Он хотел бы прижать Порцию к груди и утешить ее, чтобы исчезла мучительная гримаса с милого лица, чтобы ушло горе из ее глаз, чтобы она даровала ему свое прощение. Но Порция не подпускала его к себе, отгородившись частоколом из боли и обид.

— Я пробралась в замок, потому что хотела… потому что мне было нужно… посоветоваться, спросить кое-что у… — Порция задохнулась и обеими руками отвела с лица спутанные волосы. Она все-таки поборола свой гнев, и стена отчуждения рухнула.

— У Оливии?

Порция молча кивнула.

У Руфуса по-прежнему не находилось слов, зато он понял, что больше его не станут отталкивать. И он обнял Порцию, и прижал к себе так, как делал это всегда, стараясь успокоить и утешить.

— Прости меня, — промолвил он голосом, полным раскаяния. — Поверь, я не знал, что такое любовь, пока не повстречал тебя.

Като молча стоял в стороне, предпочитая пока не вмешиваться.
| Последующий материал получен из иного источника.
PR #124, opened 2025-03-21
feat: use fixed tag instead of latest in helm chart

tzabbi:
Since a helm chart is made for a specific version of the app, we should specify the image with that version instead of using latest


cilindrox (approved):
LGTM 👍 - thanks @tzabbi

PR #129, opened 2025-03-22
Update alpine and rclone image tags

tzabbi:
Update rclone container image version from 1.62 to 1.69 and alpine init container from 3.18 to 3 which is using the latest minor version of alpine. 

Alternatively we can use 3.21 but I would appreciate if you add dependabot or renovate.

### DIFF
--- a/charts/plex-media-server/values.yaml
+++ b/charts/plex-media-server/values.yaml
@@ -4,7 +4,7 @@ image:
   registry: index.docker.io
   repository: plexinc/pms-docker
   # -- If unset use "latest"
-  tag: "latest"
+  tag: "1.41.5.9522-a96edc606"
   sha: ""
   pullPolicy: IfNotPresent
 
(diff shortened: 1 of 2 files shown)


charts/plex-media-server/values.yaml
```diff
@@ -93,7 +93,7 @@ initContainer:
     registry: index.docker.io
     repository: alpine
     # -- If unset use latest
-    tag: 3.18.0
+    tag: 3
```
cilindrox, line 96: nit: I think I'd prefer pinning to the full semver and not just a moving tag

cilindrox (commented):
thanks @tzabbi - this LGTM - can you pin that alpine image using the latest patch version instead?

charts/plex-media-server/values.yaml
tzabbi: Done.

cilindrox:
thanks @tzabbi !

PR #137, opened 2025-04-28
feat: add service.loadBalancerIP

briannosaurus:
Added the loadBalancerIP key so people using metalLB can set the service ip address that way


cilindrox:
Thanks @briannosaurus - merging and releasing this as part of v0.10

PR #138, opened 2025-04-28
Update statefulset.yaml

echo-devnull:
Also see: https://pracucci.com/kubernetes-dns-resolution-ndots-options-and-why-it-may-affect-application-performances.html

And: https://forums.plex.tv/t/claiming-a-plex-media-server-docker-kubernetes/914912/24

Simply put: Kubernetes is trying to internally resolve "plex.tv" because it thinks this is a internal service name (only 1 dot).

We can either make plex media server try and resolve the actual FQDN for `plex.tv.` (ending with a dot)

Or add this dnsconfig to the statefulset.

### DIFF
--- a/charts/plex-media-server/templates/statefulset.yaml
+++ b/charts/plex-media-server/templates/statefulset.yaml
@@ -21,6 +21,10 @@ spec:
       annotations:
         {{- toYaml .Values.statefulSet.podAnnotations | nindent 8 }}
     spec:
+      dnsConfig:
+        options:
+          - name: ndots
+            value: "1"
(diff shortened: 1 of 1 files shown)


cilindrox:
Thanks @echo-devnull - I've added a configurable `dnsConfig` stanza for v0.10 (#141)
Users should be able to configure ndots from there.

cilindrox:
[v0.10.0](https://github.com/plexinc/pms-docker/releases/tag/helm-chart-0.10.0) is out now with a configurable `dnsConfig` stanza. Thanks @echo-devnull

PR #139, opened 2025-05-02
Add more flexible TLS configuration

iPenguin:
This is a breaking change to the configuration, but it allows for a more flexible TLS configuration.

The current configuration doesn't allow you to configure TLS and also leave the secretName option un-configured which allows you to use the ingress' default TLS certificate.

### DIFF
--- a/charts/plex-media-server/values.yaml
+++ b/charts/plex-media-server/values.yaml
@@ -24,11 +24,10 @@ ingress:
 
   # -- Optional TLS configuration to provide valid https connections
   # using an existing SSL certificate
-  # tls:
+  tls: []
   #   - hosts:
   #       - plex.example.com
-  #     secretName: ""
-  tls: []
+  #     secretName: cert-example-com
 
   # -- Custom annotations to put on the ingress resource
   annotations: {}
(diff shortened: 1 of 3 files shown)


charts/plex-media-server/values.yaml
```diff
@@ -22,9 +22,13 @@ ingress:
...
 
-  # -- Optional secret name to provide valid https connections
+  # -- Optional TLS configuration to provide valid https connections
   # using an existing SSL certificate
-  certificateSecret: ""
+  # tls:
+  #   - hosts:
+  #       - plex.example.com
+  #     secretName: ""
+  tls: []
```
cilindrox, line 31: nit: place example config values below the var definition.

```suggestion
  tls: []
  #   - hosts:
  #       - plex.example.com
  #     secretName: example-dot-com
```

cilindrox (commented):
LGTM - thanks @iPenguin! Could you bump the [Chart version](https://github.com/plexinc/pms-docker/blob/master/charts/plex-media-server/Chart.yaml#L25) to 1.0.0 ?

charts/plex-media-server/values.yaml
iPenguin: Hi @cilindrox thanks for the feedback I've pushed another commit with your suggestions.

-Brian

cilindrox (approved):

cilindrox:
thanks @iPenguin - v1.0 is out now!

PR #144, opened 2025-05-08
Fixing indenting of tls config in ingress template

RobReus:
With the v1 change of the helm chart, the indenting of the tls block shifted right by 2 spaces, effectively removing the tls config altogether. This fixes that by shifting the tls block to the left again by 2 spaces.


RobReus:
> Thanks @RobReus Do you mind bumping the `Chart.yaml`s version to v1.0.1?

Done :)

PR #148, opened 2025-05-23
Update Dockerfile to be a supported ubuntu version

clintonsteiner:


cilindrox:
cc @gbooker - you might have some more insight as to whether we can support this

gbooker:
Merged.  It didn't want to allow rebase/merge because of requiring signed commits so I did a squash/merge.

PR #154, opened 2025-07-28
fix: if statement breaks "env"

Xeroxxx:
The statement introduced breaks the helmchart. If ingress or ADVERTISE_IP is not defined the chart fails as "env:" is missing.


Xeroxxx:
@cilindrox Please review.

cilindrox (approved):
Good catch, thanks @Xeroxxx !

PR #97, opened 2018-06-13
Whitelist files in package

eliangcs:
Same stuff as https://github.com/zapier/zapier-platform-cli/pull/330.

### DIFF
--- a/package.json
+++ b/package.json
@@ -8,6 +8,10 @@
   "license": "UNLICENSED",
   "main": "index.js",
   "typings": "index.d.ts",
+  "files": [
+      "include/*.js",
+      "src/**/*.js"
+  ],
   "scripts": {
     "preversion": "git pull && npm test",
     "version": "node bin/bump-dependencies.js && git add package.json",
--- a/package.json
+++ b/package.json
@@ -9,8 +9,8 @@
   "main": "index.js",
   "typings": "index.d.ts",
   "files": [
-      "include/*.js",
-      "src/**/*.js"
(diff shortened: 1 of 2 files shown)


package.json
```diff
@@ -8,6 +8,10 @@
   "license": "UNLICENSED",
   "main": "index.js",
   "typings": "index.d.ts",
+  "files": [
+      "/include/*.js",
+      "/src/**/*.js"
```
xavdid: Needs the following:

* index.js
* index.d.ts

package.json
```diff
@@ -8,6 +8,10 @@
   "license": "UNLICENSED",
   "main": "index.js",
   "typings": "index.d.ts",
+  "files": [
+      "/include/*.js",
```
xavdid: like `cli`, I think this can be `/include/` and `/src/`, though double check the output of `npm pack` to verify that.

xavdid (changes requested):

package.json
eliangcs: Thanks! Added the two files in c86230c.

NOTE: `index.js` is automatically included as it's specified as `main`, but I added it to `files` anyway just to be more explicit.

package.json
eliangcs: Fixed in c86230c.

eliangcs:
@xavdid updated the PR. Thanks!

xavdid:
cool. didn't explicitly test, but it looks good!

xavdid (approved):

PR #98, opened 2018-06-19
Delegate legacy scripting source compilation to runner

eliangcs:
Lets `legacy-scripting-runner` compile the legacy scripting source (zapier/zapier-platform-legacy-scripting-runner/pull/10), so we don't have to do it here in `core`.


BrunoBernardino (approved):
Awesome stuff!

PR #100, opened 2018-06-20
Bump Node version to 8 for boilerplate

eliangcs:
Bumps versions of Node.js and legacy-scripting-runner for boilerplate.


bin/build-boilerplate.sh
```diff
@@ -47,8 +47,10 @@ zip -R ../$FILE '*.js' '*.json'\
 # Revert copied files
 rm -f $FILES_TO_COPY
 
-# Remove node_modules
-rm -fr node_modules && cd ..
+# Remove generated package-lock.json and node_modules
+rm -f package-lock.json
```
BrunoBernardino, line 51: Ah, nice!

boilerplate/package.json
```diff
@@ -3,17 +3,15 @@
   "version": "1.0.0",
   "description": "A boilerplate that allows running a buildless app.",
   "homepage": "https://zapier.com/",
-  "author": "Zapier <partners@zapier.com>",
+  "author": "Zapier Engineering <engineering@zapier.com>",
```
BrunoBernardino: We usually always ask for people to reach out at partners@zapier.com. Any reason for this change (and should we change in the other packages)?

BrunoBernardino (approved):
Looks good, I've just got a minor question.

boilerplate/package.json
eliangcs: That's a good point. I reverted it back. I made this change only because the author of our CLI packages on npm is engineering@zapier.com.

PR #102, opened 2018-06-29
Rename to ZObject

janaagaard75:
Rename `zObject` to `ZObject` to follow the de facto standard of capitalizing interface names.

PR #103, opened 2018-07-10
(improvement) better `AppTester` typescript bindings

xavdid:
Fixes https://github.com/zapier/zapier-platform-cli/issues/339 and duplicates https://github.com/zapier/zapier-platform-core/pull/102

### DIFF
--- a/package-lock.json
+++ b/package-lock.json
@@ -20,10 +20,10 @@
       "dev": true,
       "requires": {
         "@babel/types": "7.0.0-beta.44",
-        "jsesc": "^2.5.1",
-        "lodash": "^4.2.0",
-        "source-map": "^0.5.0",
-        "trim-right": "^1.0.1"
+        "jsesc": "2.5.1",
+        "lodash": "4.17.10",
+        "source-map": "0.5.7",
+        "trim-right": "1.0.1"
       }
     },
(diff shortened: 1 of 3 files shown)


package-lock.json
```diff
@@ -20,10 +20,10 @@
...
       "requires": {
         "@babel/types": "7.0.0-beta.44",
-        "jsesc": "^2.5.1",
-        "lodash": "^4.2.0",
-        "source-map": "^0.5.0",
-        "trim-right": "^1.0.1"
+        "jsesc": "2.5.1",
+        "lodash": "4.17.10",
+        "source-map": "0.5.7",
+        "trim-right": "1.0.1"
```
eliangcs, line 26: I keep seeing PRs fighting between carets and no carets in `package-lock.json`. Is it because we're using different versions of npm?

eliangcs (approved):
Didn't test it but this looks good with my limited TypeScript knowledge. I have a question on `package-lock.json` but it's not relevant to this PR.

package-lock.json
xavdid: honestly, I have no idea. It might be because of npm version, and npm setting, or the way that individual dependencies declare _their_ dependencies ¯\\\_(ツ)_/¯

Он все еще многого не понимал, хотя силу связавшего этих двоих чувства ощущал как нечто физическое, что можно пощупать руками. Маркиз не спеша засунул меч в ножны и нарушил напряженное молчание вопросом:

— Декатур, насколько я могу судить, моя племянница носит твоего ребенка?

— Выходит, что так, Грэнвилл. — В живых синих глазах, смотревших на маркиза Грэнвилла поверх облака рыжих волос, промелькнула усмешка. — Выходит, что теперь нас связывает не только пролитая когда-то кровь.

— Порция — истинное дитя своего отца. — Като ответил на взгляд графа Ротбери сардонической ухмылкой. — И она, подобно Джеку, решила творить свою судьбу, нимало не смущаясь принятыми правилами и приличиями. Я бы с удовольствием пожелал вам обоим счастья, Декатур, вот только боюсь, что ты вряд ли станешь слушать мои объяснения… — Он беспомощно пожал плечами в поисках подходящих слов. — Моего отца трудно было назвать приятным человеком. Он верил только в то, что обязан выполнять свой долг. Твой отец умышлял недоброе против короля… а мой не осмелился осудить решение королевского суда. — У Като вырвался горький смех. — Да, теперь это выглядит довольно смешно. Вряд ли мой отец мог вообразить, что в один прекрасный день я поведу армию против короля. Но я не использовал ни одного гроша из тех доходов, что приносили поместья Ротбери. Прошу тебя поверить мне на слово. Я не в силах исправить тот вред, что причинил мой отец твоему отцу. Но я согласен забыть о нашей вражде во имя ребенка, которому еще предстоит появиться на свет, если ты сделаешь то же самое.